--- AIM OF THE TASK ---
Each line of the data below that includes the string "well" must be copied.

--- DATA EXCERPTS ---
PR #2296, opened 2023-03-31
Add several `clippy` lints

ErichDonGubler:
I noticed that I had let `dbg!(…)` sneak into commits in #2294 by accident. Clippy can help us with this! Set `deny(clippy::dbg_macro)`, so CI catches this for future contributions.

---

We do this for `panic`king, but I'm not sure if `deny` or `warn` is more appropriate for a debugging tool like `dbg!(…)`.

### DIFF
--- a/src/lib.rs
+++ b/src/lib.rs
@@ -215,7 +215,17 @@ tree.
     clippy::rest_pat_in_fully_bound_structs,
     clippy::match_wildcard_for_single_variants
 )]
-#![cfg_attr(not(test), deny(clippy::panic))]
+#![deny(clippy::exit)]
+#![cfg_attr(
+    not(test),
+    warn(
+        clippy::dbg_macro,
+        clippy::panic,
+        clippy::print_stderr,
+        clippy::print_stdout,
+        clippy::todo
+    )
+)]
 
 mod arena;
 pub mod back;


teoxoy (commented):
I'm thinking `warn` might be more appropriate.
While we are at it, I think we should also warn on:
- [clippy::print_stderr](https://rust-lang.github.io/rust-clippy/master/index.html#print_stderr)
- [clippy::print_stdout](https://rust-lang.github.io/rust-clippy/master/index.html#print_stdout)
- [clippy::todo](https://rust-lang.github.io/rust-clippy/master/index.html#todo)
- [clippy::unimplemented](https://rust-lang.github.io/rust-clippy/master/index.html#unimplemented)
- [clippy::exit](https://rust-lang.github.io/rust-clippy/master/index.html#exit) (and deny this one)

ErichDonGubler:
@teoxoy: I'm not sure which compilation flag set you're suggesting those go under. I've push some changes with where I would assume they'd be best placed, LMK what you think.

RE: `clippy::unimplemented`: This actually causes warnings with current code. I think most instances are cases where we handle run-time issues that the type system doesn't currently catch? In those cases, I think migrating to `panic!(...)` would be acceptable, if the `not implemented: ` prepend is acceptable.

PR #2297, opened 2023-03-31
build: move from `make` to `cargo xtask` workflows

ErichDonGubler:
At @jimblandy's suggestion, I'm posting this WIP early. YMMV, and contributions are welcome to validate that all platforms still work correctly! It's mostly done, and bugs should be easy to fix, if they exist.

---

Re-implement `naga` development workflows using [`cargo xtask`]. Convert `make` logic and shader test configuration as file with Bash variables into an `xtask` crate and YAML files, respectively. 

Pros: 

* We now have a _portable_ workflow everywhere, which means Windows folks and people who don't install `make` don't have to suffer. 😮‍💨
* Workflow logic is now relatively easy to inspect and change. Whew! 💁🏻‍♂️💦
* Contributors can use their existing Rust knowledge to contribute to developer experience. 🎉
* `cargo xtask` is a relatively well-known convention for workflows in the ecosystem.
* We can do fancy things like allow folks to run at different log levels for workflows, depending on their tastes.

Cons:

* There's now a non-trivial compile step to project workflow. Incremental rebuilds seem to be pretty short, though!
* Code is much more verbose than the (very) terse `make` implementation.

[`cargo xtask`]: https://github.com/matklad/cargo-xtask


tests/out/hlsl/array-in-ctor.yaml
```diff
@@ -0,0 +1,5 @@
+vertex: []
+fragment: []
+compute:
```
ErichDonGubler, line 3: suggestion: Stylistically, it's entirely valid to omit `vertex` and `fragment`. Shall we strip out empty shader model categories?

xtask/.gitignore
```diff
@@ -0,0 +1,2 @@
+Cargo.lock
```
ErichDonGubler, line 1: thought: We _may_ want to keep the `Cargo.lock`, but I feel like it's annoying to do so, with no real gain here.

xtask/src/hlsl.rs
```diff
@@ -0,0 +1,85 @@
...
+    Empty,
+}
+
+#[derive(Deserialize)]
+#[serde(deny_unknown_fields)]
+pub(crate) struct Config {
+    pub vertex: Option<Vec<ConfigItem>>,
+    pub fragment: Option<Vec<ConfigItem>>,
+    pub compute: Option<Vec<ConfigItem>>,
+}
```
ErichDonGubler, line 36: todo: Auto-generate YAML from `tests/snapshots.rs`, instead of Bash variables lists.

ErichDonGubler:
In case anybody is interested, here's the Nushell script I've been using to convert the Bash variables files in HLSL tests over to YAML:

```nu
fd config tests\ | lines | each {|file| open $file | lines | parse '{type}=({items})' | update items {|it| echo $it.items | str trim | split row ' ' | each {|test| $test | parse '{entry_point}:{target_profile}' } | flatten } | { path: $file config: $in } } | each {|config| { path: $config.path vertex: ($config.config | where type == "vertex" | reject type | first | $in.items) fragment: ($config.config | where type == "fragment" | reject type | first | $in.items) compute: ($config.config | where type == "compute" | reject type | first | $in.items) } } | each {|config| ($config | reject path | to yaml) | save -f ($config.path | path parse -e hlsl.config | upsert extension yaml| format '{prefix}{parent}\{stem}.{extension}') }
```

xtask/.gitignore
ErichDonGubler: Actually, this may be beneficial specifically for [caching with `rust-cache`](https://github.com/Swatinem/rust-cache#cache-effectiveness):

> It is also most effective for repositories with a `Cargo.lock` file. Library repositories with only a `Cargo.toml` file have limited benefits, as cargo will _always_ use the most up-to-date dependency versions, which may not be cached.

xtask/src/main.rs
```diff
@@ -0,0 +1,336 @@
...
+                        },
+                    )
+                }
+                ValidateSubcommand::Wgsl => visit_files(
+                    snapshots_base_out,
+                    "wgsl/*.wgsl",
+                    &mut found_err,
+                    |file, _| {
+                        // TODO: strip prefix to match old Makefile output?
+                        log::info!("Validating {}", file.display());
```
ErichDonGubler, line 223: N.B. that this output is technically different from the original `Makefile`; it inclues the path prefix of the glob search path, instead of "just" printing the base name. I don't think anybody will care, tho!

tests/out/hlsl/array-in-ctor.yaml
ErichDonGubler: Done, as of 7fac4866.

ErichDonGubler: Hmm, using `serde_with` to achieve this adds more than 20 build steps, and significantly adds to compile times and compile lengths by bringing in its own proc-macros and the `darling` ecosystem. Not sure if this is worth it. 🤔

tests/out/hlsl/access.ron
ErichDonGubler, line 1: - [ ] todo: Validate that we've actually ported all HLSL configs over faithfully.

ErichDonGubler:
I consider this ready to review, but not ready to merge until the checkboxes I've set for myself are done. I don't expect any feedback to significantly change for having checked them later.

tests/out/hlsl/access.ron
ErichDonGubler: This all looks correct to me. Resolving.

Makefile
```diff
@@ -1,131 +0,0 @@
...
-	xcrun -sdk macosx metal -c $< -mmacosx-version-min=10.11
-
-%.metallib: %.air
-	xcrun -sdk macosx metallib $< -o $@
-
-%.dot: $(SNAPSHOTS_BASE_IN)/%.wgsl $(wildcard src/*.rs src/front/wgsl/*.rs src/back/dot/*.rs bin/naga.rs)
-	cargo run --features wgsl-in,dot-out -- $< $@
-
-%.png: %.dot
-	dot -Tpng $< -o $@
```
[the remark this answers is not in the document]
ErichDonGubler: CC @jimblandy, @cwfitzgerald.

ErichDonGubler:
I've finished with all checkboxes I think I can resolve by myself. There's only one conversation truly outstanding, ATOW, will ping folks there.

Makefile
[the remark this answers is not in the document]
cwfitzgerald: I'm indifferent.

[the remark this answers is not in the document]
ErichDonGubler: Since nobody has felt strongly about this here or [in Matrix](https://matrix.to/#/!fjjkgHFcwtkREywzfk:matrix.org/$8fUNjQx5Pm-Pgz6fQH2CGRKeS8RmW-BOMlaQ4_qQQeE?via=matrix.org&via=mozilla.org&via=anontier.nl), I'm gonna mark this as `Resolved`/"won't fix".

ErichDonGubler:
This PR should basically be ready for full review and merging. 😤😀

xtask/src/main.rs
```diff
@@ -0,0 +1,328 @@
...
+                    .with_context(|| format!("failed to remove {criterion_artifact_dir:?}"))?;
+            }
+            EasyCommand::simple("cargo", ["bench"]).success()
+        }
+        Subcommand::Validate(cmd) => {
+            let mut found_err = false;
+            let ack_visiting = |path: &Path| log::info!("Validating {}", path.display());
+            match cmd {
+                ValidateSubcommand::Spirv => {
+                    visit_files(
```
teoxoy, line 99:
```suggestion
                    let spirv_as = "spirv-as";
                    let spirv_val = "spirv-val";
                    which(spirv_as)?;
                    which(spirv_val)?;
                    visit_files(
```

xtask/hlsl-snapshots/src/lib.rs
```diff
@@ -0,0 +1,97 @@
...
+    Parse { source: DeRonErr },
+    Empty,
+}
+
+impl Display for BadRonParseKind {
+    fn fmt(&self, f: &mut std::fmt::Formatter<'_>) -> std::fmt::Result {
+        match self {
+            BadRonParseKind::Read { source } => Display::fmt(source, f),
+            BadRonParseKind::Parse { source } => Display::fmt(source, f),
+            BadRonParseKind::Empty => todo!(),
```
teoxoy, line 33: There is a remaining `todo!()` here.

xtask/src/main.rs
```diff
@@ -0,0 +1,328 @@
...
+                |file, _| {
+                    remove_file(file).with_context(|| format!("failed to remove file {file:?}"))
+                },
+            );
+            ensure!(
+                !found_err,
+                "failed to clean one or more files, see above output for more details"
+            );
+            Ok(())
+        }
```
teoxoy, line 84: Not sure if we need this, feels like something that was added for testing. Not a blocker though, just wanted to start the conversation.

xtask/src/main.rs
```diff
@@ -0,0 +1,328 @@
...
+                                cmd.stdin(Stdio::from(file))
+                                    .stdout(Stdio::piped())
+                                    .arg("--target-env")
+                                    .arg(format!("spv{version}"))
+                                    .args(["-", "-o", "-"])
+                            });
+                            let child = spirv_as_cmd
+                                .spawn()
+                                .with_context(|| format!("failed to spawn {cmd:?}"))?;
+                            EasyCommand::new("spirv-val", |cmd| cmd.stdin(child.stdout.unwrap()))
```
teoxoy, line 135:
```suggestion
                            EasyCommand::new(spirv_val, |cmd| cmd.stdin(child.stdout.unwrap()))
```

xtask/src/glob.rs
```diff
@@ -0,0 +1,35 @@
...
+
+use anyhow::Context;
+use glob::glob;
+
+use crate::result::LogIfError;
+
+pub(crate) fn visit_files(
+    path: impl AsRef<Path>,
+    glob_expr: &str,
+    found_err: &mut bool,
```
teoxoy, line 11: I feel like we could do something else here where we'd avoid having this out param.

And/or have it be a `Status` enum instead to make things clearer (especially for closures).

teoxoy (changes requested):
Looks solid! Much easier to follow than the `Makefile`.

xtask/src/main.rs
ErichDonGubler: D'oh, good catch! Implemented a fix with 3b31bab5 that's very similar to yours.

xtask/src/main.rs
```diff
@@ -0,0 +1,328 @@
...
+                            };
+                            let expected_header_prefix = "; Version: ";
+                            let Some(version) =
+                                second_line.strip_prefix(expected_header_prefix) else {
+                                    bail!(
+                                        "no {expected_header_prefix:?} header found in {path:?}"
+                                    );
+                                };
+                            let file = open_file(path)?;
+                            let mut spirv_as_cmd = EasyCommand::new("spirv-as", |cmd| {
```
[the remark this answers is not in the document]
ErichDonGubler: See resolution at https://github.com/gfx-rs/naga/pull/2297#discussion_r1221405497.

xtask/hlsl-snapshots/src/lib.rs
ErichDonGubler: D'oh, fixed with 4c482134.

xtask/src/main.rs
ErichDonGubler: Let's see! Removed with 971ee01e. I've thrown a reversion into my [`ErichDonGubler/naga:xtask-clean`](https://github.com/ErichDonGubler/naga/tree/xtask-clean) branch, in case it's needed sometime soon. Otherwise, this content should always (?) be accessible in the history of this PR, if somebody actually wanted this.

xtask/src/glob.rs
ErichDonGubler: Hmm…yeah, this isn't a great API right now. Changed the `bool` to be a more explicit `enum ErrorStatus` with d5db0e13, and I think that that's a good change, overall. I experimented with trying to return things by value in 224da534, but I'm not persuaded that it's an improvement overall without more work.

ErichDonGubler:
Resolved some `clippy` lints with 5a659c89. Hmm…maybe we should be running `clippy` on `xtask` too? 🤔

ErichDonGubler:
Odd, I'm force-pushing some changes to my PR branch, but it's not updating here. 🤔 Trying to figure out if there's something I've done wrong here, but in the meantime, the commit hashes I've provided for `fixup!`s don't get link-ified.

ErichDonGubler:
Ah, looks like there's some significant issues with pull requests on [GitHub Status](https://www.githubstatus.com/):

image

ErichDonGubler:
@teoxoy: Once you've reviewed, or you have more feedback, most of the `fixup!`s here should squash down neatly with `git rebase -i --autosquash`. I've already done it locally, and can push when you're ready.

teoxoy (approved):
LGTM

ErichDonGubler:
@teoxoy: Done with 81124084, already auto-squashed.

teoxoy (approved):

PR #2298, opened 2023-04-02
Allow `array_index` to be unsigned

daxpedda:
Following the spec, functions with the parameter `array_index`, e.g. in combination with `texture_2d_array`, should be able to take a `u32` as well:
https://www.w3.org/TR/WGSL/#textureload
https://www.w3.org/TR/WGSL/#texturesample
https://www.w3.org/TR/WGSL/#texturestore

(I have no clue how to link to a more permanent version of the spec)


daxpedda:
Alright, this is far outside my comfort zone. Any help would be appreciated.

I assume that either some code was relying on this value being a `i32` and has to be adjusted to take that into account or SPIR-V just doesn't allow a `i32` in this case.

teoxoy:
SPIR-V requires a vector containing the coordinates and the array index. The type of the vector has to match with the type of the scalars that compose it and it's here that we assume the `array_index` is signed:

https://github.com/gfx-rs/naga/blob/7c00548075f51dc8c80ab8abdb4de6569ea59d46/src/back/spv/image.rs#L317-L352

src/back/spv/image.rs
```diff
@@ -314,41 +314,76 @@ impl<'w> BlockContext<'w> {
...
+
+                let reconciled_id = self.gen_id();
+                block.body.push(Instruction::unary(
+                    spirv::Op::ConvertUToF,
+                    component_type_id,
+                    reconciled_id,
+                    array_index_id,
+                ));
+                reconciled_id
+            }
```
teoxoy, line 382: I think we can reduce the repetition in this `match` by returning an `Option` with the spirv operation and writing the conversion after.

daxpedda: Done, much better indeed.

daxpedda:
> Could you also add a few more tests for this?

Could you point me in any specific direction, or do you have something in mind?

tests/in/binding-arrays.wgsl
```diff
@@ -63,6 +63,7 @@ fn main(fragment_in: FragmentIn) -> @location(0) vec4<f32> {
     v4 += textureLoad(texture_array_unbounded[non_uniform_index], pix, 0);
 
     u1 += textureNumLayers(texture_array_2darray[0]);
+    u1 += textureNumLayers(texture_array_2darray[0u]);
```
teoxoy, line 66: This is indexing a `binding_array` which I think is not what you intended.

teoxoy (commented):
Thanks for addressing all the comments - looks great!

> > Could you also add a few more tests for this?
>
> Could you point me in any specific direction, or do you have something in mind?

It seems the only test updated was `textureLoad`. I think we should at least test `textureStore` and `textureSample` as well. The other texture sampling functions use the same code paths so we might not need to test those.

tests/in/binding-arrays.wgsl
daxpedda: Done.

daxpedda:
Added a bunch more tests, hope that's not overkill.

teoxoy (approved):

cwfitzgerald:
We should boil this requirement up as a downlevel flag.

PR #2299, opened 2023-04-03
[wgsl] Use `alias` instead of `type` for type aliases

FL33TW00D:
This brings us in line with the spec: https://gpuweb.github.io/gpuweb/wgsl/#type-aliases

Currently Canary fails with `type` keyword.


ErichDonGubler (approved):
I don't have merge rights, but this LGTM. Let's see who else can approve this. 🙂

src/front/wgsl/parse/mod.rs
```diff
@@ -2213,7 +2213,7 @@ impl Parser {
                 let members = self.struct_body(lexer, ctx)?;
                 Some(ast::GlobalDeclKind::Struct(ast::Struct { name, members }))
             }
-            (Token::Word("type"), _) => {
+            (Token::Word("type"), _) | (Token::Word("alias"), _) => {
```
jimblandy, line 2216: I think it would be best to simply remove support for `type` altogether. Everyone will need to make that change soon eventually.

tests/in/boids.wgsl
```diff
@@ -1,4 +1,5 @@
 const NUM_PARTICLES: u32 = 1500u;
+alias Vec2 = vec2<f32>;
```
jimblandy, line 2: Again, much better to do this in `module-scope.wgsl` or `type-alias.wgsl`, which actually use the definition.

jimblandy (changes requested):
Thanks for fixing this! Just a few minor things.

src/front/wgsl/parse/mod.rs
FL33TW00D: Agreed!

teoxoy (approved):
LGTM

PR #2305, opened 2023-04-18
Remove front::wgsl::lower::ExpressionContext::reborrow.

jimblandy:
Rust's implicit reborrowing works fine.

This change would totally conflict with @teoxoy's const expression work, so we shouldn't worry about this until that's done. I just couldn't figure out what the `reborrow` functions were accomplishing, so I had to try it out.


jimblandy:
... and `RuntimeExpressionContext::reborrow`

PR #2308, opened 2023-04-20
refactor(valid)!: remove `TypeError::UnresolvedBase`

### LINKED ISSUE #2303: Is `naga::valid::TypeError::UnresolvedBase` still needed?
The `naga::valid::TypeError::UnresolvedBase` error is only raised by `Validator::validate_type`, which is only called after `Validator::validate_module_handles`, which checks that all [pointer](https://github.com/gfx-rs/naga/blob/f59668ccfaf7bdb3a7e43d84363a21c77357b2fe/src/valid/handles.rs#L84), [array](https://github.com/gfx-rs/naga/blob/f59668ccfaf7bdb3a7e43d84363a21c77357b2fe/src/valid/handles.rs#L92), and [struct member](https://github.com/gfx-rs/naga/blob/f59668ccfaf7bdb3a7e43d84363a21c77357b2fe/src/valid/handles.rs#L99) base type handles precede their uses.
So there should be no need for this error any more.

cc @ErichDonGubler

ErichDonGubler:
Resolves #2303.

### DIFF
--- a/src/valid/type.rs
+++ b/src/valid/type.rs
@@ -96,8 +96,6 @@ pub enum TypeError {
     InvalidWidth(crate::ScalarKind, crate::Bytes),
     #[error("The {0:?} scalar width {1} is not supported for an atomic")]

--- SOLVED EXERCISE ---
* `cargo xtask` is a relatively well-known convention for workflows in the ecosystem.
Following the spec, functions with the parameter `array_index`, e.g. in combination with `texture_2d_array`, should be able to take a `u32` as well:
It seems the only test updated was `textureLoad`. I think we should at least test `textureStore` and `textureSample` as well. The other texture sampling functions use the same code paths so we might not need to test those.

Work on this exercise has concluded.